Here are some of the major updates investors can expect, including some fallout from major events we saw in October.
Technically, Shopify (TSX:SHOP)(NYSE:SHOP) posted results for its third quarter at the end of October a little over a week ago, but investors can expect some more volatility to slip into the market this month.
In those Q3 results, Shopify saw net earnings plunge 20% year over year, but the company still managed to surpass analyst expectations by earning a healthy $0.04 per share. While some of that growth could arguably be attributed to set up fees linked to the cannabis legalization wave that transpired last month, the real boost to earnings from legalization will likely not make a dent in earnings until the next quarter.
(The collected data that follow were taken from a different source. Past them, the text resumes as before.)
PR #1496, opened 2020-08-09
ansible: add alpine build image

gdams:
Allows us to build musl openjdk binaries

See https://github.com/AdoptOpenJDK/TSC/issues/168 for more information


sxa:
As long as this doesn't break anything (checking via https://ci.adoptopenjdk.net/view/Tooling/job/VagrantPlaybookCheck/813/ but it'll be later today before it's scheduled) I'm happy to put this in

PR #1501, opened 2020-08-11
winPB: convert 'raw' modules to 'win_shell' when making symlinks

Willsparker:
Use `win_shell` instead of the `raw` module when creating symlinks in the Windows Playbook. This was prompted by getting an error message whilst investigating #1485 : 
```
An exception occurred during task execution. To see the full traceback, use -vvv. The error was: winrm.exceptions.WinRMError: Access is denied.  (extended fault data: {'transport_message': 'Bad HTTP response returned from server. Code 500', 'http_status_code': 500, 'wsmanfault_code': '2147942405', 'fault_code': 's:Receiver', 'fault_subcode': 'w:InternalError'})
fatal: [9.20.194.40]: FAILED! => {"msg": "Unexpected failure during module execution.", "stdout":
```
This seems to only be specific to the Windows machines I was provisioning (@lumpfish didn't get this issue when using machines from the same provider), however I found the `win_shell` module didn't cause this error message. In addition, the `raw` module isn't meant to be used when it can be avoided: https://docs.ansible.com/ansible/latest/modules/raw_module.html#synopsis. (It's main use seems to be communicating with a guest that doesn't have `python` installed). Due to this, I thought I'd just change them anyway :-)

### DIFF
--- a/ansible/playbooks/AdoptOpenJDK_Windows_Playbook/roles/Clang_32bit/tasks/main.yml
+++ b/ansible/playbooks/AdoptOpenJDK_Windows_Playbook/roles/Clang_32bit/tasks/main.yml
@@ -37,7 +37,9 @@
   tags: clang_32bit
 
 - name: Create symlink to C:\openjdk\LLVM32
-  raw: cmd /c mklink /D "C:\openjdk\LLVM32" "C:\Program Files (x86)\LLVM"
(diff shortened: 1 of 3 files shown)


sxa:
Pretty sure the travis errors are unrelated as they're related to CentOS7 docker image creation so I'm OK to merge this.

Shopify even took the step to open a physical store last month to help support its clients, which proved to not only be a useful support aid, but also a likely source of new business for the company.
Speaking of legalization, cannabis stocks were some of the best-, worst-, and mixed-performing stocks of the month. After coming into October riding highs, Canopy Growth (TSX:WEED)(NYSE:CGC) and some of its competitors lost steam as the month progressed, with all of those gains going up in smoke with a month-over-month decline of 18%.
As mentioned before, the legalization market is still very much in its infancy, so investors looking squarely at the long term will be rewarded, provided they have an adequate appetite for risk.
The potential upside over the long term is off the charts. Canopy has already scored a major investment from a beverage company, supply agreements with a handful of provinces as well as several nations, and is already accounting for one-third of the entire Canadian supply commitment.
All this, and we’re under a month into legalization.
Air Canada (TSX:AC)(TSX:AC.B) announced third-quarter results on Halloween, and the results were anything but scary. Operating revenues hit a record $5.415 billion in the third quarter, reflecting an 11% gain over the same period last year. One point worth noting is that the record-breaking figures in the quarter were achieved, despite significant headwinds coming in the form of rising fuel prices.
Air Canada attributed part of that positive performance to a disciplined focus on cost control and efficiency, and looking towards the fourth quarter, when both business and holiday travel tend to pick up, that trend could continue.
November also marks earnings season once again for Canada’s big banks. Toronto-Dominion Bank (TSX:TD)(NYSE:TD) is set to provide an update towards the end of the month, and the bank’s growing network of branches in the U.S. continues to provide ample growth and income-earning potential to investors.
In terms of a dividend, TD Bank has provided a dividend for well over a century and has established a precedent of providing annual hikes to its dividend, which, coincidentally, should, if that schedule persists, see the bank offer a hike later this month to its already appetizing 3.69%.